Sem dar atenção para o casal e com muita dificuldade para caminhar o bêbado recolheu a garrafa plástica ouvindo o homem se manifestar buzinando e reclamando.
O homem estava ajeitando a garrafa plástica no carrinho de reciclagem quando o vidro do veículo de luxo baixou silenciosamente e uma lata de alumínio foi lançada para fora do carro poluindo a calçada. Vendo grande valor naquela lata o homem saiu cambaleando no efeito da bebida para recolhê-la. Essa atitude do reciclador deixou o motorista do veículo furioso que resolveu tirar satisfações com o bêbado.
- O senhor tem que tirar o carrinho da avenida para eu passar com o meu carro. É o meu direito!
O homem bêbado não entendeu nada. Se não havia nenhum veículo na avenida, por que ele não desviava o carro e ia embora.
O motorista do carro era um homem exageradamente gordo e extremamente ignorante. Ele se aproximou do reciclador agressivamente gritando e caminhando com dificuldade.
- Eu mandei você tirar aquele lixo do meio da avenida! Depois empurrou o homem bêbado que caiu na calçada sem esboçar nenhuma defesa.
O bêbado levantou com dificuldade e caminhou cambaleando pelo efeito dominador do álcool escutando palavras ofensivas do cidadão cheio de direitos.
Com dificuldades de equilíbrio nas passadas o bêbado descontrolado se aproximou do carrinho de reciclagem pegando um machado que estava guardado e caminhou para o lado do homem gordo querendo vingança. Ao avistar o homem com o machado na mão o gordo correu com dificuldade enquanto o bêbado corria cambaleando atrás querendo pegá-lo, porém essa perseguição não passou de dez metros, essa foi a distância suficiente para esgotá-los e amenizar a situação.
Um momento aterrorizador, pois o homem bêbado com muita raiva jogava o machado para o alto e ficava em baixo, foram várias vezes lançando o machado para o ar e nenhuma vez ele foi atingido na queda da ferramenta que se espatifava ao chão soltando faíscas.
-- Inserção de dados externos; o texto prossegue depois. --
Issue #1132, opened 2026-06-11
Claude Fable review for iminut


henryiii:
:robot: _AI text below_ :robot:

All spot-checks confirmed the agents' top findings. Here is the consolidated review.

# iminuit project review

Five areas reviewed (Python API, cost functions, utilities, C++ bindings, build/CI). The headline: **one wrong-math bug in a fitting hot path, several state-corruption/crash bugs, and a release workflow that will fail on its next run.** I verified the high-severity items directly in the source; several were also reproduced empirically by the review agents (noted below).

## High-severity bugs

**1. `BinnedNLL._grad` returns a wrong gradient with a mask + ≥2 parameters** — `src/iminuit/cost.py:2003`. In the masked renormalization, `pg / psum - p * np.sum(pg[:, ma]) / psum**2` sums `pg` (shape K×N) over *both* axes; it needs `np.sum(pg[:, ma], axis=1)[:, np.newaxis]`. Reproduced numerically (numeric gradient `[117, 241]` vs. implemented `[-240, 209]`). `test_BinnedNLL_mask` uses a one-parameter model, for which scalar and per-row sums coincide, so it never catches this. Silently corrupts any masked `BinnedNLL` fit using the analytic gradient.

**2. `Minuit.fixto()` mutates the C++ `FunctionMinimum` in place** — `src/iminuit/minuit.py:791-792`. Every other mutation path goes through `_copy_state_if_needed()`; `fixto` calls `self._last_state.fix(...)` directly. After `migrad()`, `_last_state` is a `reference_internal` view of the supposedly immutable `FunctionMinimum`, so `fixto` corrupts it *and* defeats the `is not` identity check that decides whether `hesse()`/`minos()` need a fresh seed. The existing test only calls `fixto` before fitting. Fix: call `self._copy_state_if_needed()` at the top.

**3. NumPy boolean masks misread as integer indices in views** — `src/iminuit/util.py:1446`. Mask detection is `isinstance(key[0], bool)`, but `np.bool_` is not a `bool` subclass, so `m.values[np.array([True, False, True])]` indexes positions `[1, 0, 1]` instead of selecting `[0, 2]` — silently wrong reads *and writes* (reproduced). A plain Python list works. Also affects `fixto`. Fix: accept `np.bool_` (or check ndarray dtype) and guard empty keys.

[...]

PR #1133, opened 2026-06-11
ci: fix release workflow, ruff config, noxfile, and packaging metadata

henryiii:

Addresses part of #1132.

### `.github/workflows/release.yml`
- **Retired runner** (fix 1): Replace `macos-13` (retired Dec 2025) with `macos-15-intel` in the wheel build matrix.
- **Release cancellation footgun** (fix 2): Change concurrency `group` from `${{ github.workflow }}-${{ github.head_ref }}` to `${{ github.workflow }}-${{ github.head_ref || github.run_id }}`. On push/dispatch events `head_ref` is empty, causing all concurrent runs to share the same group key — a second push to `main` would cancel an in-flight PyPI upload. Using `run_id` as fallback ensures each push/dispatch gets a unique group.
- **PR trigger gap** (fix 3): Add `pyproject.toml` to the `pull_request` paths filter so changes to `[tool.cibuildwheel]` config trigger a trial wheel build.

### `.github/workflows/coverage.yml`
- **Unpinned unmaintained action** (fix 6): Replace `AndreMiras/coveralls-python-action@develop` (floating third-party branch) with `coverallsapp/github-action@v2` (official maintained action). Coverage data is exported to lcov via `coverage lcov` before upload. **Needs maintainer review** — the lcov path assumes `coverage` is available in `$PATH` after `uv pip install --system nox coverage`; the `.coverage` data file is written to the repo root by the nox `cov` session.

### `pyproject.toml`
- **PEP 639 license metadata** (fix 7): Replace `license = { text = "MIT+LGPL" }` + two `License ::` classifiers with `license = "MIT AND LGPL-2.1-or-later"` (SPDX) + `license-files = ["LICENSE"]`. scikit-build-core ≥0.11 (already required) supports PEP 639. The LICENSE file confirms MIT for iminuit code and LGPL-2.1 for the Minuit2 C++ submodule.
- **URL fix** (fix 7): `http://` → `https://` for the repository URL.
- **Dead ruff B config** (fix 4): Add `"B"` to `[tool.ruff.lint] extend-select`. The `per-file-ignores` already exempted test files from `B`; this enables it for `src/`.

### `noxfile.py`
- **Lazy network call** (fix 5): Remove `import python_releases` and `LATEST_PYTHON = str(python_releases.latest())` from module scope (ran on every `nox` invocation, hitting python.org, failing offline). The `maxtest` session decorator is changed to `@nox.session` without an explicit python version — it now uses whatever Python nox is running under.
- **PyPy version bump** (fix 5): `pypy3.9` → `pypy3.11` to match CI (`test.yml` uses `pypy-3.11`).

### `src/iminuit/` (25 ruff B findings fixed)
- **B007** (unused loop variable): `iter`→`_iter` in `minuit.py`, `i`→`_i` in `util.py`, `ich` kept with `# noqa: B007` in `util.py` (it IS used post-loop on line 1315 — ruff false positive)
- **B011** (assert False): Replace with `raise AssertionError` in `cost.py`, `ipywidget.py`, `qtwidget.py`
- **B018** (useless expression): Replace bare `NotImplemented` in abstract method bodies with `...` in `cost.py` and `util.py`
- **B023** (closure captures loop variable): Add `# noqa: B023` to `phi` uses in `minuit.py` contour loop — functions are called within the same iteration, so this is safe
- **B028** (missing stacklevel): Add `stacklevel=2` to all `warnings.warn` calls in `cost.py`, `ipywidget.py`, `minimize.py`, `minuit.py`, `util.py`
- **B904** (raise in except without from): Add `from err` in `cost.py`
- **B006** (mutable default arg): Add `# noqa: B006` in `ipywidget.py` — the `{}` default for the ipywidgets callback is intentional (dict is only read, not mutated)

> **Note for reviewers**: The `coverallsapp/github-action@v2` swap and the `macos-15-intel` runner rename cannot be exercised locally — please verify these work in CI on first merge.

### DIFF
--- a/.github/workflows/release.yml
+++ b/.github/workflows/release.yml
@@ -8,9 +8,10 @@ on:
   pull_request:
     paths:
       - .github/workflows/release.yml
+      - pyproject.toml
 
 concurrency:
-  group: ${{ github.workflow }}-${{ github.head_ref }}
+  group: ${{ github.workflow }}-${{ github.head_ref || github.run_id }}
   cancel-in-progress: true
 
 env:
--- a/src/iminuit/cost.py
+++ b/src/iminuit/cost.py
@@ -533,8 +533,7 @@ class Cost(abc.ABC):
         return len(self._parameters)
 
     @abc.abstractmethod
-    def _ndata(self):
-        NotImplemented  # pragma: no cover
+    def _ndata(self): ...  # pragma: no cover
 
     @property
     def verbose(self):
@@ -1771,7 +1770,7 @@ class Template(BinnedCost):
         except KeyError:
             raise ValueError(
                 f"method {method} is not understood, allowed values: {known_methods}"
-            )
+            ) from None
 
         if method == "hpd":
             warnings.warn(
@@ -1816,7 +1815,7 @@ class Template(BinnedCost):
                 mu_var += np.ones_like(mu) * 1e-300
                 i += t2
             else:  # never arrive here
-                assert False  # pragma: no cover
+                raise AssertionError  # pragma: no cover
         return mu, mu_var
 
     def _value(self, args: Sequence[float]) -> float:
@@ -2548,7 +2547,7 @@ def _normalize_output(x, kind, *shape, msg=None):
             msg = f"{kind} should return numpy array, but returns {type(x)}"
         else:
             msg = f"{kind} should return numpy array {msg}, but returns {type(x)}"
-        warnings.warn(msg, PerformanceWarning)
+        warnings.warn(msg, PerformanceWarning, stacklevel=2)
         x = np.array(x)
         if x.dtype.kind != "f":
             return x.astype(float)
--- a/src/iminuit/minuit.py
+++ b/src/iminuit/minuit.py
@@ -146,7 +146,7 @@ class Minuit:
                 f"cost function has an errordef attribute equal to {fcn_errordef}, "
                 "you should not override this with Minuit.errordef"
             )
-            warnings.warn(msg, ErrordefAlreadySetWarning)
+            warnings.warn(msg, ErrordefAlreadySetWarning, stacklevel=2)
         if value <= 0:
             raise ValueError(f"errordef={value} must be a positive number")
         self._fcn._errordef = value
@@ -731,7 +731,9 @@ class Minuit:
 
         if hessian is not None and g2 is not None:
             warnings.warn(
-                "hessian overrides g2, passing g2 has no effect", IMinuitWarning
+                "hessian overrides g2, passing g2 has no effect",
+                IMinuitWarning,
+                stacklevel=2,
             )
 
         self._fcn = FCN(
@@ -1636,6 +1638,7 @@ class Minuit:
                     warnings.warn(
                         f"Cannot scan over fixed parameter {pname!r}",
                         mutil.IMinuitWarning,
+                        stacklevel=2,
                     )
                 else:
                     ipars.append(ip)
@@ -1766,7 +1769,9 @@ class Minuit:
             )
             if not fm.is_valid:
                 warnings.warn(
-                    f"MIGRAD fails to converge for {pname}={v}", mutil.IMinuitWarning
+                    f"MIGRAD fails to converge for {pname}={v}",
+                    mutil.IMinuitWarning,
+                    stacklevel=2,
                 )
             status[i] = fm.is_valid
             y[i] = fm.fval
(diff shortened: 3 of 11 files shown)


HDembinski:
Objection to the removal of LATEST_PYTHON. That change breaks the intend of that test.

henryiii:
Sure, I'll walk that back.

henryiii:

Walked back the `maxtest` change — restored `import python_releases`, `LATEST_PYTHON = str(python_releases.latest())`, and the `@nox.session(python=LATEST_PYTHON)` pin so the session still runs on the latest released Python. Also rebased onto `develop` (now that #1140 is merged); resolved the `coverage.yml` conflict by keeping `setup-uv@v8.0.0` from develop alongside the added `coverage` install.

.github/workflows/release.yml
```diff
@@ -46,7 +47,7 @@ jobs:
     strategy:
       fail-fast: false
       matrix:
-        os: [ubuntu-latest, windows-latest, macos-13, macos-latest, ubuntu-24.04-arm, windows-11-arm]
+        os: [ubuntu-latest, windows-latest, macos-15-intel, macos-latest, ubuntu-24.04-arm, windows-11-arm]
```
henryiii: There's also a `macos-26-intel`. I'll leave this as is for now, but we could try that now if you prefer. It's the last Intel one (both from Apple and GitHub) (13 is long gone)

src/iminuit/cost.py
```diff
@@ -1768,10 +1767,10 @@ def __init__(
         }
         try:
             self._impl = known_methods[method]
-        except KeyError:
+        except KeyError as err:
             raise ValueError(
                 f"method {method} is not understood, allowed values: {known_methods}"
-            )
+            ) from err
```
henryiii:
```suggestion
        except KeyError:
raise ValueError(
f"method {method} is not understood, allowed values: {known_methods}"
            ) from None
```

Up to you, but I think there's enough context in the ValueError.

src/iminuit/cost.py
```diff
@@ -2548,7 +2547,7 @@ def _normalize_output(x, kind, *shape, msg=None):
             msg = f"{kind} should return numpy array, but returns {type(x)}"
         else:
             msg = f"{kind} should return numpy array {msg}, but returns {type(x)}"
-        warnings.warn(msg, PerformanceWarning)
+        warnings.warn(msg, PerformanceWarning, stacklevel=2)
```
henryiii, line 2550: I'm pretty sure there's a Ruff check for this, might need to see if we can turn up the Ruff checks in a followup.

src/iminuit/pdg_format.py
```diff
@@ -220,7 +220,7 @@ def _unpack(values):
 
 def _unpacked_index(values, index):
     k = 0
-    for i in range(index):
+    for _i in range(index):
```
henryiii:
```suggestion
    for _ in range(index):
```

src/iminuit/minuit.py
```diff
@@ -2367,7 +2372,7 @@ def draw_mnmatrix(
                     fmax = max(fmax, f)
                     plt.axhline(f, color=f"C{k}")
                 bound = fmax**0.5 + 1
-                for iter in range(5):
+                for _iter in range(5):
```
henryiii:
```suggestion
                for _ in range(5):
```

src/iminuit/util.py
```diff
@@ -1117,7 +1117,7 @@ def g(x, p): ...
 
     for f in callables:
         amap = []
-        for i, (k, ann) in enumerate(describe(f, annotations=True).items()):
+        for _i, (k, ann) in enumerate(describe(f, annotations=True).items()):
```
henryiii:
```suggestion
        for _, (k, ann) in enumerate(describe(f, annotations=True).items()):
```

src/iminuit/cost.py
henryiii: Ah, I see, this enabled B (bugbear), which is exactly the check for this. 👍

henryiii:

Rebased onto `develop` and applied the review suggestions.

- `macos-15-intel` → dropped; `develop` already moved the runner to `macos-26-intel` (#1144), so the conflict was resolved in favour of `develop`. The free-threaded matrix change from `develop` (no `cp313t`) was also kept.
- `cost.py`: `raise ... from None`, as suggested.
- `pdg_format.py`, `minuit.py`: unused loop variables are now `_`.
- `util.py`: the `enumerate` was unused, so it is removed — `for k, ann in describe(...).items():`.
- Enabling `B` also flagged the doc notebooks and `doc/plots/bench.py`. Those are exempted in `per-file-ignores` like the tests are, so the new check applies to `src/` only.

`prek -a` is clean and the affected tests pass locally.

eduardo-rodrigues (approved):
LGTM. Merging to get closer to a new release :).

Essa atitude do bêbado deixou o gordo assustado com tamanha loucura.
Enquanto o bêbado voltava para o carrinho avistou a mulher do carro jogando uma caixa de sanduiches na calçada. Ele recolheu a lata de alumínio e a caixa de sanduiches deixando a calçada limpa, colocou no carrinho de reciclagem e continuou caminhando com o carrinho na avenida.
Essa atitude deixou o gordo furioso. Ele entrou no veículo de luxo e bateu na traseira do carrinho de reciclagem deixando o homem bêbado estirado na avenida e tudo esparramado, depois desviou o carro e foi embora como se nada tivesse acontecido.
Um casal que passava pela avenida em um carro velho parou e socorreu o homem bêbado, que havia machucado apenas o joelho e não aceitou ser levado para um hospital. Eles juntaram tudo e ele seguiu pela avenida puxando seu carrinho com dificuldades para caminhar.
Seguindo pela avenida o bêbado reencontra o mesmo veículo de luxo estacionado na avenida interrompendo sua passagem. Sem encontrar dificuldades ele desvia e continua seu caminho para descansar em casa.
Eles chegaram em casa no mesmo horário, o casal do veículo de luxo numa casa com cinco banheiros foi tomar banho em uma hidromassagem questionando como aquele homem bêbado poderia andar tão sujo, na cozinha da casa os empregados preparavam a mesa para o jantar.
O homem bêbado chegou em sua casa que era feita de caixas de papelão em baixo de um viaduto, à espera dele estava um cachorro latindo e fazendo festa pela sua chegada. Ele dividiu a comida com o amigo fiel e depois deitou sobre uns panos velhos dormindo profundamente para aliviar o cansaço do dia duro.
A manhã chegou e o bêbado estava morto com seu corpo sendo vigiado pelo amigo fiel e na mansão estava o corpo do homem gordo caído no banheiro de luxo depois de um enfarte fulminante, ambos foram descartados pela sociedade sem compaixão e a vida continuou.